[Start of Attachment]

PR #81, opened 2022-02-15
added support to freeze fns

### LINKED ISSUE #80: allow freeze/ unfreze of fns
As discussed in slack:
https://app.slack.com/client/T03RZGPFR/C01GH5EN7JA/thread/C01GH5EN7JA-1644827215.944249

This library allows to do so:

https://github.com/redplanetlabs/nippy-serializable-fns

behrica:
fixes #80

### DIFF
--- a/deps.edn
+++ b/deps.edn
@@ -12,6 +12,8 @@
         io.github.nextjournal/markdown {:mvn/version "0.2.44"}
 
         com.taoensso/nippy {:mvn/version "3.1.1"}
+        com.rpl/nippy-serializable-fns {:mvn/version "0.4.1"}
+
         mvxcvi/multihash {:mvn/version "2.0.3"}
         javax.xml.bind/jaxb-api {:mvn/version "2.3.1"} ;; needed to make multihash work on JDK11+
 
--- a/src/nextjournal/clerk.clj
+++ b/src/nextjournal/clerk.clj
@@ -12,7 +12,9 @@
             [nextjournal.clerk.view :as view]
             [nextjournal.clerk.viewer :as v]
             [nextjournal.clerk.webserver :as webserver]
-            [taoensso.nippy :as nippy])
+            [taoensso.nippy :as nippy]
+            [com.rpl.nippy-serializable-fn] ;; enable freeze of fns
+            )
   (:import (java.awt.image BufferedImage)
            (javax.imageio ImageIO)))
 


jackrusher:
@behrica Did you test this across restarts of your JVM?

behrica:
My current example code has an other freeze / unfreeze issue, which forces me to delete the clerk cache on JVM start.
So I did not test it.

behrica:
I tested with this code:

```
(ns test

  (:require [nextjournal.clerk :as clerk]
            [tablecloth.api :as tc]
            [nextjournal.clerk :as clerk]
            [nextjournal.clerk.hashing :as h]
            [weavejester.dependency :as dep]))

(comment
  (require '[com.rpl.nippy-serializable-fn])
  (clerk/clear-cache!)
  (clerk/serve! {:browse? true})
  (clerk/serve! {:watch-paths ["notebooks" "src"]}))

(defn my-fn [] nil)

(def b {:fn my-fn
        :y (do (println "slow") (Thread/sleep 10000) :a)})
```

and it worked. 

After JVM restart, and (clerk/show! ...)  the "slow" did not get printed, and the evaluation was fast.
-> `b` came from cache

jackrusher:
The test case you've made here uses a bound function of no arguments that doesn't make reference to any outside variables in its closure. For this to be a general solution, it would also need to work on (for example) anonymous functions that do close over bindings. The announcement blog post for the library you've added here includes, in the comments at the bottom, this quote:

> All JVM instances that could end up deserializing a fn instance are required to be launched from the same precompiled jar
https://tech.redplanetlabs.com/2020/01/06/serializing-and-deserializing-clojure-fns-with-nippy/

Because of these limitations, I think we'll end up with a solution that uses in-memory caching for functions, but which does not try to write them to disk.

mk:
I took a stab at an alternative approach in #82. This does not change the types that nippy can serialize but instead fixes a but that Clerk did not use the already existing in-memory cache for results that were not freezable using nippy. this has the upside of working for any result (as you've noted, there's a lot more types besides Clojure functions that nippy will not serialize by default). Please let me know if this works for you.

mk:
Going to close this in favor of #82 for now. I'd like to better understand the limitations of this before considering it. Clerk's nippy cache is really meant to store results across for longer periods and across JVM restarts, conditions for which we know the guarantee that the code backing the functions must not change can certainly be violated.

That said, it's possible to bring in this dependency and play with this in users space without requiring modifications to Clerk and I encourage you or other folks to do this and report back.

PR #87, opened 2022-02-19
log message for freeze error

behrica:
It just prints one line


mk:
I do believe surfacing these errors makes sense. Rather than using the REPL output streams we want to use the browser window to surface information like this, we're tracking this in https://github.com/nextjournal/clerk/blob/7ddbc3a1b6d427b306b73f7e7c93e4fe03282d91/notebooks/onwards.md?plain=1#L95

[End of Attachment]

> _How to complete this task_:
Begin at the first line of the records above and quote every line verbatim through the one that contains "This library allows".

> _Solution_:
PR #81, opened 2022-02-15
added support to freeze fns

### LINKED ISSUE #80: allow freeze/ unfreze of fns
As discussed in slack:
https://app.slack.com/client/T03RZGPFR/C01GH5EN7JA/thread/C01GH5EN7JA-1644827215.944249

This library allows to do so:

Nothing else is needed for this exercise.